Under the law at issue, EPIC says, the compelled disclosure to the government of “tangible things” must involve only items that are relevant to a foreign intelligence investigation. “It simply is not possible that every phone record in the possession of a telecommunications firm could be relevant to an authorized investigation. Such an interpretation [of the law] would render meaningfless the qualifying phrases contained in the provision and eviscerate the purpose of the Act.”
Legal efforts in the past to challenge NSA intelligence surveillance have failed in various federal courts, including, most recently, in the Supreme Court itself. In February, in the case of Clapper v. Amnesty International, the Court blocked a lawsuit by a group of journalists, lawyers, and advocates to review the legality of NSA’s global monitoring of private telephone, cable, and Internet communications. The Court ruled that no one involved could show that they had been, or might in the future be, monitored by the program.
With the happenstance leak of Judge Vinson’s order to the telephone giant Verizon, EPIC’s lawyers hoped to get past that legal barrier. Their new filing argues that Judge Vinson’s order “implicates the privacy interests of all Verizon customers.” They noted that EPIC “engages in protected attorney-client communications as it pursues litigation to safeguard privacy.”

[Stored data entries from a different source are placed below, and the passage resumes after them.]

PR #754, opened 2020-09-12
Fix packs flag

GalRabin:
FYI - @yaakovi 

## Status
- [ ] In Progress
- [x] Ready

## Description
 - Fix flag to true/false value.
 - Fix summary to print only content_packs if flag is on.

I tested and validated functionality.

### DIFF
--- a/demisto_sdk/__main__.py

The law creating the FIS Court, the filing notes, “does not allow Verizon customers, including EPIC, to challenge the order [by Judge Vinson] or seek review of the order” either before the special court or before the special appeals court that has the authority to review FIS Court actions. As a result, the petition argues, EPIC “can only obtain relief” from the Supreme Court. While conceding that the specific step it is taking involves “an extraordinary remedy,” it adds that “the Verizon order carries extraordinary ramifications.”
Because the kind of action EPIC is seeking is subject to the complete discretion of the Supreme Court, under its rules, the Justices presumably have a wide range of options open in reaction. They could ask the federal government for a response, or they presumably could act simply on the basis of the materials EPIC will be filing.

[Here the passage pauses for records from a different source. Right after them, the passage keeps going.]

PR #767, opened 2020-09-17
Fix lint duplicate log message

GalRabin:
FYI - @yaakovi @bakatzir @orhovy @roysagi 

## Status
- [ ] In Progress
- [x] Ready

## Related Issues
fixes: https://github.com/demisto/etc/issues/28546

## Description
Fixing duplicate lint log messages, I produced this bug when I rewrite the `content-create-artifacts` command, However I believe that we should develop a better mechanism for logging in our code (Singleton or any other solution) so it will not happen again.

## Screenshots
After fix:
image


bakatzir (approved):
please add a changelog.

PR #768, opened 2020-09-17
[Fix] layoutscontainer (layout in 6.0 format) wrong layouts dir

DeanArbel:
## Status
- [x] Ready

## Related Issues
fixes: https://github.com/demisto/etc/issues/27878

## Description
Added support for layoutscontainer in **init** contribution flow - layoutscontainer should now be created as part of the `Layouts` folder.

## Must have
- [x] Tests


avidan-H (changes requested):
Can you please also add to the unit test a normal (pre-6.0 layout file) layout file, and assert that it also exists in the directory after the conversion? I want to make sure that we don't accidentally write over the existing directory and contents.

TestSuite/contribution.py
```diff
@@ -75,6 +77,9 @@ def __init__(self, tmpdir: Path, name: str, repo):
         self._reputations_path = self.target_dir / 'reputation'
         self._reputations_path.mkdir()
 
+        self._layoutscontainer_path = self.target_dir / 'layoutscontainer'
+        self._layoutscontainer_path.mkdir()
+
```
avidan-H, line 82:
```suggestion
		self._layouts_path = self.target_dir / 'layout'
		self._layouts_path.mkdir()

        self._layoutscontainer_path = self.target_dir / 'layoutscontainer'
        self._layoutscontainer_path.mkdir()

```

TestSuite/contribution.py
```diff
@@ -162,6 +167,24 @@ def create_dashboard(
...
         return dashboard
 
+    def create_layout(
+            self,
+            name,
+            content: dict = None
+    ):
+        prefix = LAYOUT
+        layout = self._create_json_based(name, prefix, content, dir_path=self._layoutscontainer_path)
+        self.layouts_containers.append(layout)
```
avidan-H, line 177:
```suggestion
        layout = self._create_json_based(name, prefix, content, dir_path=self._layouts_path)
        self.layouts.append(layout)
        return layout
```

TestSuite/contribution.py
```diff
@@ -162,6 +167,24 @@ def create_dashboard(
...
+
+    def create_layoutscontainer(
+            self,
+            name,
+            content: dict = None
+    ):
+        prefix = LAYOUTS_CONTAINER
+        layoutscontainer = self._create_json_based(name, prefix, content, dir_path=self._layoutscontainer_path)
+        self.layouts_containers.append(layoutscontainer)
```
avidan-H, line 186:
```suggestion
        self.layouts_containers.append(layoutscontainer)
        return layoutscontainer
```

demisto_sdk/commands/init/initiator.py
```diff
@@ -222,7 +222,15 @@ def convert_contribution_to_pack(self):
                     dst_name = ENTITY_TYPE_TO_DIR.get(basename)
                     src_path = os.path.join(pack_dir, basename)
                     dst_path = os.path.join(pack_dir, dst_name)
-                    content_item_dir = shutil.move(src_path, dst_path)
+                    if os.path.exists(dst_path):
```
avidan-H, line 225: Perhaps add a comment here about the case where this applies if you think it would be helpful. Up to you - otherwise, it looks good.

avidan-H (approved):

demisto_sdk/commands/init/initiator.py
```diff
@@ -222,7 +222,15 @@ def convert_contribution_to_pack(self):
...
+                        # move src folder files to dst folder
+                        for _, _, files in os.walk(src_path, topdown=False):
+                            for name in files:
+                                src_file_path = os.path.join(src_path, name)
+                                shutil.move(src_file_path, dst_path)
+                    else:
+                        # replace dst folder with src folder
+                        content_item_dir = shutil.move(src_path, dst_path)
                     if basename in {SCRIPT, AUTOMATION, INTEGRATION}:
                         self.content_item_to_package_format(content_item_dir, del_unified=True)
```
avidan-H, line 235: This won't happen in the particular case you addressed with these changes, but something you might want to think about is that now there is the possibility that the variable `content_item_dir` will not be assigned to even though it is used here.

demisto_sdk/commands/init/initiator.py
DeanArbel: I thought about adding in an explanation about why we do this, but I feel the added comments explain what's being done, and though it doesn't explain the full reason why, it does enough to warrant the user (while the UT add another layer of warranty)

demisto_sdk/commands/init/initiator.py
DeanArbel: Agreed, added handling for that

UPDATE: The following has been added after a telephone conference call with the news media Monday afternoon.
Marc Rotenberg, EPIC’s president, told reporters that the organization had kept its request narrow, to reflect the significance of the unusual plea it was asking the Court to consider. “It would have been a little bit too much,” he said, if EPIC had sought some immediate action by the Court, or if it had added a constitutional question, such as the impact of the Fourth Amendment’s privacy guarantees. The case as filed, he said, is focused solely on whether the federal law has been “appropriately applied.”
Noting that he has had extensive experience in privacy cases, Rotenberg commented that “I’ve never seen a court order as broad — applied solely to domestic communications.”
Asked to discuss the potential impact on this petition of the Court’s Clapper decision, he said there were “key facts” making the two cases difference: first, that the Clapper case involved a surveillance program of unknown scope, while the petition relies upon the actual text of Judge Vinson’s order showing its breadth, and, second, that much of the Clapper ruling was focused on gathering foreign intelligence, while this case involves communications in the U.S. The Vinson order, he added, “is the key.”
On the question of whether the petition satisfies the Court’s rule that such a request could not have been pursued in any other court, Rotenberg said that, “if we could have filed elsewhere, we would have.” The lower federal courts, he said, would not have the authority to nullify an order of the FIS Court. And, he said, his group would have no legal right to appear before the special FIS appellate court to challenge the Vinson order.
He said he assumed that the Court would take no action on the petition until early in its next Term, beginning in October.